Our Collections

From ‘Colored Waiting Room’ to an archive of Civil Rights

 
 
 

Civil Rights room of the Old Depot Museum is the most trafficked space in the museum. Here, the events of Bloody Sunday, and several other transformative moments in the struggle for equal civil and voting rights, are placed into the local, historical context by answering the question of “Why Selma?” The events presented are further enliven by the fact that this room was once the ‘Colored Waiting Room’ of the former L&N Railroad Depot.

The Civil Rights room is now home to an unparalleled collection that, until the museum’s recent reorganization, was not made available to the public: 

  • the hospital log of the Good Samaritan Hospital recording both the death of Jimmie Lee Jackson and the treatment of African Americans who were admitted following the events of Bloody Sunday;

  • possessions belonging to Dr. Martin Luther King, Jr.;

  • arrest receipts for African American citizens who were charged for ‘parading without a permit’;

  • and many other artifacts and documents related to Selma’s role in the struggle for equal civil rights. 

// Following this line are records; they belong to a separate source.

PR #7531, opened 2025-10-14
Reduce Skia's GPU resource cache size to lower memory usage

sherryzy:
This change reduces the Skia GrContext's max resource cache size to 0 on low-end devices.

Skia uses this cache to keep GPU resources like textures and shaders in memory for reuse, which improves rendering performance. However, this can consume a significant amount of memory.

Testing on Android shows that when navigating quickly through video content, this cache can grow to 20 MB or more. By disabling it, the memory usage for Skia's cache is reduced to a stable ~5 MB.

Manual testing indicates that this change does not introduce significant user experience regressions, and pages continue to render correctly. This is a worthwhile trade-off for the memory savings on resource-constrained devices.

Bug: 424591313


johnxwork:
Would you be able to count the rough cache hit rate of the to-be-disabled rendering resource cache?

PR #7532, opened 2025-10-14
android: Remove legacy JNI helper files

kjyoun:
This change removes several legacy JNI helper files that are no longer needed. The functionality provided by these files has been replaced by more modern JNI practices from `base/android/`.

The following files are removed:
- starboard/android/shared/jni_env_ext.h
- starboard/android/shared/jni_env_ext.cc
- starboard/android/shared/jni_env_ext_test.cc
- starboard/android/shared/jni_state.h
- starboard/android/shared/jni_state.cc

Along with the file deletions, build dependencies were updated, and the corresponding `JniEnvExtTest` cases were removed from the Android test filters.

Bug: 450024477

### DIFF
--- a/cobalt/build/android/package.json
+++ b/cobalt/build/android/package.json
@@ -9,7 +9,6 @@
                 "icudtl.dat",
                 "lib.unstripped/libchrobalt.so",
                 "libchrobalt.so",
-                "libstarboard_jni_state.so",
                 "obj/cobalt/shell/android/cobalt_shell_java_resources.resources.zip",
                 "obj/components/metrics/metrics_java.javac.jar",
                 "obj/third_party/android_deps/chromium_play_services_availability_java.javac.jar"


starboard/android/shared/jni_env_ext.cc
```diff
@@ -1,289 +0,0 @@
...
-  SB_DCHECK_NE(JNIState::GetVM(), nullptr);
-
-  SB_DCHECK_EQ(JNIState::GetApplicationClassLoader(), nullptr);
-  JNIState::SetApplicationClassLoader(JniConvertLocalRefToGlobalRef(
-      env, JniCallObjectMethodOrAbort(
-               env, env->GetObjectClass(starboard_bridge), "getClassLoader",
-               "()Ljava/lang/ClassLoader;")));
-
-  SB_DCHECK_EQ(JNIState::GetStarboardBridge(), nullptr);
-  JNIState::SetStarboardBridge(env->NewGlobalRef(starboard_bridge));
```
johnedocampo, line 60: Are you able to verify that the app runs and with no issues with this deletion? I remember encountering this line for https://github.com/youtube/cobalt/pull/6981, and if I tried to comment out this line my app wouldn't run.

johnedocampo (approved):
Thanks for doing this! I was getting confused on how these codes worked when I was interacting with them, but it looks like we do not need them anymore. Changes LGTM. Have one question about how deleting these files affects runtime.

starboard/android/shared/jni_env_ext.cc
kjyoun: Yes, I verified that app works fine.

'JniState` is to keep state for JniEnvExt. It does not call any Android methods under the hood. https://source.corp.google.com/h/github/youtube/cobalt/+/main:starboard/android/shared/jni_state.cc;l=46;drc=2ab9ec976c84bd4d76d09801fb022398f88782c2

Since now we don't use JniEnvEXt any more, we can safely delete JniState and its call sites.

If you rebase your change to ToT and the delete this method call, app still work properly.

johnedocampo: Thanks for the clarification!

johnxwork (approved):
I'm actually really surprised we could remove JNIEnvExt so easily. This is quite enjoyable!

kjyoun:
Now all JNI method that  used JniEnvExt is now migrated to JNI generator,  though we have several  legacy JNI code, which do not use JniEnvExt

In addition to the histories of ensalved African Americans, soldiers (WWII through Vietnam), and Civil Rights icons, the room features a collection of artifacts and a commissioned portrait related to Selma’s first African American Mayor, James Perkins, Jr. (b. 1952, elected 2000). 

The reorganization and interpretive shift of the museum towards a focus on African American history and culture in the region directly aligns with several other changes in Selma, ranging from the establishment of the National Voting Right Museum and Institute and the National Park Service’s Selma Interpretative Center to the centric location of the city on the (1) Selma to Montgomery National Historic Trail and (2) the new, United States Civil Rights Trail that covers 130 sites in twelve states. 

 

Ambitious plans for the future

Junshan Liu of Auburn University’s McWhorter School of Building Science and Danielle Willkens of Georgia Institute of Technology’s School of Architecture have been studying the museum for a number of years. Through their research, the Old Depot Museum completed a comprehensive 3D-scan the museum and elements of its collections in order to bring the rich archive to homes and classrooms across the nation, and globe. Below are some of the pilot scans of the museum’s first floor and the Civil Rights room. You can read more about their findings here, “Race, Space, and Digital Interpretation at Selma’s Old Depot Museum.”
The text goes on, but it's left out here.